**Problem description:** The lines to copy are those with "does" in them. Pull each one from the entries below.

────────────────────────────────────────

PR #802, opened 2025-01-23
feat(generator): support self-referential fields

### LINKED ISSUE #586: Support message types that are self referential
Rust does not like self-referential types, at least without indirection. We will need to Box types that are self referential as such. Example

```proto
message Node {
  Node next = 1;
  Node prev = 2;
  string val = 3;
}
```

```rust
pub struct Node {
  pub next: Option<Box<Node>>,
  pub prev: Option<Box<Node>>,
  pub val: String,
}
```

coryan:
Message fields may refer to the same message, directly or indirectly.
With this change the fields gain a `Recursive` attribute, set to `true`
if the field directly (or indirectly) references the containing message.

The Rust Codec uses this attribute to emit `Option<Box<T>>` instead of
`Option<T>` for such fields.

Fixes #586

### DIFF
--- a/generator/internal/language/rust.go
+++ b/generator/internal/language/rust.go
@@ -506,10 +506,43 @@ func rustFieldType(f *api.Field, state *api.APIState, primitive bool, modulePath
 	if !primitive && f.Repeated {
 		return fmt.Sprintf("std::vec::Vec<%s>", rustBaseFieldType(f, state, modulePath, sourceSpecificationPackageName, packageMapping))
 	}
+	if !primitive && f.Recursive {
+		base := rustBaseFieldType(f, state, modulePath, sourceSpecificationPackageName, packageMapping)
+		if f.Optional {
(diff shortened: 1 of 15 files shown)


generator/internal/language/rust.go
```diff
@@ -506,12 +506,45 @@ func rustFieldType(f *api.Field, state *api.APIState, primitive bool, modulePath
 	if !primitive && f.Repeated {
 		return fmt.Sprintf("std::vec::Vec<%s>", rustBaseFieldType(f, state, modulePath, sourceSpecificationPackageName, packageMapping))
 	}
+	if !primitive && f.Recursive {
```
codyoss, line 509: nit: all of the top level if checks check `!primitive`. Maybe this should be factored out.

codyoss (approved):

generator/internal/language/rust.go
coryan: Done.

PR #811, opened 2025-01-24
impl(sample): consolidate secretmanager testdata

julieqiu:
Consolidate test data used across multiple tests that rely on Secret Manager. The testdata is centralized within the sample package to enable reuse, reduce duplication, and more close reflect the Secret Manager data.


generator/internal/sample/serviceconfig.go
```diff
@@ -0,0 +1,84 @@
+// Copyright 2024 Google LLC
```
coryan, line 1: nit: if this is a new file then it should be 2025.  My guess is you moved it but GitHub gets confused when you move and change a file "too much".

generator/internal/sample/api.go
```diff
@@ -0,0 +1,341 @@
+// Copyright 2024 Google LLC
```
coryan, line 1: nit: 2025

generator/internal/parser/openapi_test.go
```diff
@@ -606,7 +593,7 @@ func TestOpenAPI_MakeAPI(t *testing.T) {
 				Name:          "locations",
 				JSONName:      "locations",
 				Documentation: "A list of locations that matches the specified filter in the request.",
-				Typez:         api.MESSAGE_TYPE,
+				Typez:         11,
```
coryan, line 596: Why replace this with the literal instead of the constant?

coryan (approved):
A few minor changes.  Please address and then merge.

generator/internal/parser/openapi_test.go
julieqiu: This is a typo. Replaced throughout the file.

generator/internal/sample/serviceconfig.go
julieqiu: Done.

PR #818, opened 2025-01-24
feat(functions/v1): generate library

### LINKED ISSUE #817: Generate library for `google/cloud/functions/v1`

coryan:
Fixes #817


codyoss (approved):
Approved. Looking at the APIs between this and v1 I don't really see anything you can't do in v2 that you can do in v1. It makes we wonder if we should generate this one -- at least to start.

coryan:
Let's not generate it then. Closing.

PR #836, opened 2025-01-24
feat(bigtableadmin/v2): generate library

### LINKED ISSUE #712: Generate client library for `google/bigtable/admin`
This is blocked by

- [x] #666
- [x] #781  
- [x] #586 

The generated code fails to compile:

```
cargo new --lib --vcs none src/generated/bigtableadmin/v2
taplo fmt Cargo.tom
go -C generator/ run ./cmd/sidekick generate -project-root .. -specification-source google/bigtable/admin/v2 -service-config google/bigtable/admin/v2/bigtableadmin_v2.yaml -output src/generated/bigtableadmin/v2
cargo fmt
```

Then `cargo build` gives you:

```
error[E0428]: the name `GetIamPolicy` is defined multiple times
    --> src/generated/bigtableadmin/v2/src/builders.rs:2803:1
     |
1032 | pub struct GetIamPolicy(BigtableInstanceAdminRequestBuilder<iam_v1::model::GetIamPolicyRequest>);
     | ------------------------------------------------------------------------------------------------- previous definition of the type `GetIamPolicy` here
...
2803 | pub struct GetIamPolicy(BigtableTableAdminRequestBuilder<iam_v1::model::GetIamPolicyRequest>);
     | ^^^^^^^^^^^^^^^^^^^^^^^^^^^^^^^^^^^^^^^^^^^^^^^^^^^^^^^^^^^^^^^^^^^^^^^^^^^^^^^^^^^^^^^^^^^^^^ `GetIamPolicy` redefined here
     |
     = note: `GetIamPolicy` must be defined only once in the type namespace of this module
```

and

```
error[E0391]: cycle detected when computing when `model::r#type::Aggregate` needs drop
    --> src/generated/bigtableadmin/v2/src/model.rs:6793:5
     |
6793 |     pub struct Aggregate {
     |     ^^^^^^^^^^^^^^^^^^^^
     |
     = note: ...which immediately requires computing when `model::r#type::Aggregate` needs drop again
note: cycle used when computing when `model::ColumnFamily` needs drop
    --> src/generated/bigtableadmin/v2/src/model.rs:5502:1
     |
5502 | pub struct ColumnFamily {
     | ^^^^^^^^^^^^^^^^^^^^^^^
     = note: see https://rustc-dev-guide.rust-lang.org/overview.html#queries and https://rustc-dev-guide.rust-lang.org/query.html for more information
```

coryan:
Fixes #712


Cargo.toml
```diff
@@ -20,6 +20,7 @@ members = [
   "src/base",
   "src/gax",
   "src/generated/api",
+  "src/generated/bigtableadmin/v2",
```
dbolduc, line 23: this is surprising to me. I expected `src/generated/bigtable/admin/v2`

dbolduc: Is it based on the endpoint?

If it is based on the `*.yaml`... I think there are services with multiple yamls of the same name in different directories.

dbolduc: > services with multiple yamls of the same name in different directories

It is `monitoring`, which I think is next on your list anyway.

```
google/monitoring/dashboard/v1/monitoring.yaml
google/monitoring/metricsscope/v1/monitoring.yaml
google/monitoring/v3/monitoring.yaml
```

coryan: The directory can change without much problem.  Customers never see it.  I am agnostic about its name so I just changed it.

The interesting part is the package name.  It is  `${prefix}-bigtable-admin-v2`, which is based on the protobuf package name.

.typos.toml
```diff
@@ -30,6 +30,9 @@ ser = "ser"
 # from google/api:
 advices    = "advices"    # In the code, too late to fix.
 readablity = "readablity"
+# src/generated/bigtableadmin/v2, this may be a typo or not, but in any case,
```
codyoss, line 33: nit: this path is now out of dat

codyoss (approved):

.typos.toml
coryan: Fixed.

Cargo.toml
dbolduc: > The directory can change without much problem. Customers never see it.

Ah, ok.

PR #852, opened 2025-01-26
feat(generator/rust): implicit LROs mixin

### LINKED ISSUE #781: Missing LRO mixin in some APIs
I am not sure if this is a bug in cloud build, or `sidekick` needs to support services that have LROs but do not have the LRO mixin.

- [x] `google/devtools/cloudbuild/v1`
- [x] `google/bigtable/admin/v2`

----

As noted in #780 the code emitted for `google/devtools/cloudbuild/v1` does not compile.  `sidekick` is trying to generate the LRO helpers, since there are functions that return `google.longrunning.Operation` and have the right annotations:

```proto
  rpc CreateBuild(CreateBuildRequest) returns (google.longrunning.Operation) {
  ... ... ... snip snip ... ... ...
    option (google.longrunning.operation_info) = {
      response_type: "Build"
      metadata_type: "BuildOperationMetadata"
    };
  }
```
 https://github.com/googleapis/googleapis/blob/e9a4c38a81933108eaa6ac96c7ead31e253c8c64/google/devtools/cloudbuild/v1/cloudbuild.proto#L97-L117

However, the service config does not import the mixin:

```yaml
type: google.api.Service
config_version: 3
name: cloudbuild.googleapis.com
title: Cloud Build API


apis:
- name: google.devtools.cloudbuild.v1.CloudBuild
```

https://github.com/googleapis/googleapis/blob/e9a4c38a81933108eaa6ac96c7ead31e253c8c64/google/devtools/cloudbuild/v1/cloudbuild_v1.yaml#L1-L15

Without the mixin, there is no `get_operation()` function or builder defined. The generated code assumes these exist. One possible "solution" is to disable the LRO helpers if the mixin does not exist, but I am not sure the generated code would be that useful in that case.

Another solution might be to force the mixin when we find LRO-like functions.

coryan:
Fixes #781 (yes, second time)

If you are wondering how this can possible work: for services with `/v1` in the path, the default rules inherited from the mixin work just fine.  

I wonder if we should mixin *all* the methods.  Thoughts?

### DIFF
--- a/generator/internal/parser/mixin.go
+++ b/generator/internal/parser/mixin.go
@@ -72,6 +72,12 @@ func loadMixins(serviceConfig *serviceconfig.Service, withLongrunning bool) (mix
 		}
 	}
 	enabledMixinMethods = loadMixinMethods(serviceConfig)
+	if withLongrunning {
+		// We prefer using the `http.rules` section from the service config, but
+		// if we must implement the longrunning mixin, we must also implement
+		// the GetOperation method.
+		enabledMixinMethods[".google.longrunning.Operations.GetOperation"] = true
+	}
 	return enabledMixinMethods, files
 }
 
--- a/generator/internal/parser/mixin_test.go
+++ b/generator/internal/parser/mixin_test.go
@@ -1,0 +1,81 @@
+// Copyright 2024 Google LLC
+//
+// Licensed under the Apache License, Version 2.0 (the "License");
+// you may not use this file except in compliance with the License.
+// You may obtain a copy of the License at
+//
+//     https://www.apache.org/licenses/LICENSE-2.0
+//
+// Unless required by applicable law or agreed to in writing, software
+// distributed under the License is distributed on an "AS IS" BASIS,
+// WITHOUT WARRANTIES OR CONDITIONS OF ANY KIND, either express or implied.
+// See the License for the specific language governing permissions and
+// limitations under the License.
+
+package parser
+
+import (
+	"testing"
+
+	"github.com/google/go-cmp/cmp"
+	"github.com/googleapis/google-cloud-rust/generator/internal/sample"
+	"google.golang.org/genproto/googleapis/api/annotations"
+)
+
+func TestProtobuf_ForceLongrunning(t *testing.T) {
+	sc := sample.ServiceConfig()
+	sc.Http = &annotations.Http{
+		Rules: []*annotations.HttpRule{
+			{
+				Selector: "google.longrunning.Operations.CancelOperation",
+				Pattern: &annotations.HttpRule_Post{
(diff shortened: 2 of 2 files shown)


codyoss (commented):
This seems to directly go against what is outlined in the [AIP](https://google.aip.dev/client-libraries/4234). The relevant section:

```
To be generated into a client library, a mixin service must be declared under [apis] in a 
[google.api.Service]. Furthermore, only the RPCs with [google.api.http] bindings declared in 
the [http] configuration of the same [google.api.Service] can be generated (more details on 
these bindings in [AIP-127]). If a mixin service RPC does not have a [google.api.http]
rule declared in the [google.api.Service], it must not be generated.
```

---

I think the key difference between the level of support is just that these methods are on the clients. I think one way we could work around this is still generate these, but only have them as crate visible. Thoughts?

coryan:
> I think the key difference between the level of support is just that these methods are on the clients. I think one way we could work around this is still generate these, but only have them as crate visible. Thoughts?

Then applications cannot manually poll the LRO.  They could only use the helpers (or use the client in `gcp-sdk-longrunning` directly).  That seems bad.

I think this is either a bug in the AIP, or a bug in the service definition file.  I am willing to workaround such bugs.

codyoss:
> Then applications cannot manually poll the LRO. They could only use the helpers (or use the client in gcp-sdk-longrunning directly). That seems bad.

You are correct. Although, if we are going with the approach in the PR as written we would only be exposing Get -- which is what our helper type provides anyways. Said another way, we only need to expose/generate this because it is a detail of our implementation of LRO helpers. To me having useful helpers for LROs and exposing them directly on the client are two seperate things -- this AIP only touches on the later.

> I think this is either a bug in the AIP, or a bug in the service definition file. I am willing to workaround such bugs.

I would not call this a bug in the API, because it is basically saying only generate methods which are publicly documented as being a part of the service. I could see the argument for this being a usability bug of the service though.

The thing I worry about generating extra methods is not about it working today but what happens when the next iterations of mixins happens and it make changes to the system assuming all generators follow the rules. I could see a world where a change that is fine for every other generator happens to be a breaking change for us. Will this happen -- unlikely, but I think that is what these AIPs are trying to protect us from; breaking changes.

With all that said I don't want to block on this, but this is why I am hesitant.

codyoss (approved):

coryan:
> > I think this is either a bug in the AIP, or a bug in the service definition file. I am willing to workaround such bugs.
> 
> I would not call this a bug in the API, because it is basically saying only generate methods which are publicly documented
> as being a part of the service. I could see the argument for this being a usability bug of the service though.

Ack.

>  but this is why I am hesitant.

Fair enough.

────────────────────────────────────────

**Answer for this exercise:**
Rust does not like self-referential types, at least without indirection. We will need to Box types that are self referential as such. Example
As noted in #780 the code emitted for `google/devtools/cloudbuild/v1` does not compile.  `sidekick` is trying to generate the LRO helpers, since there are functions that return `google.longrunning.Operation` and have the right annotations:
However, the service config does not import the mixin:
Without the mixin, there is no `get_operation()` function or builder defined. The generated code assumes these exist. One possible "solution" is to disable the LRO helpers if the mixin does not exist, but I am not sure the generated code would be that useful in that case.
these bindings in [AIP-127]). If a mixin service RPC does not have a [google.api.http]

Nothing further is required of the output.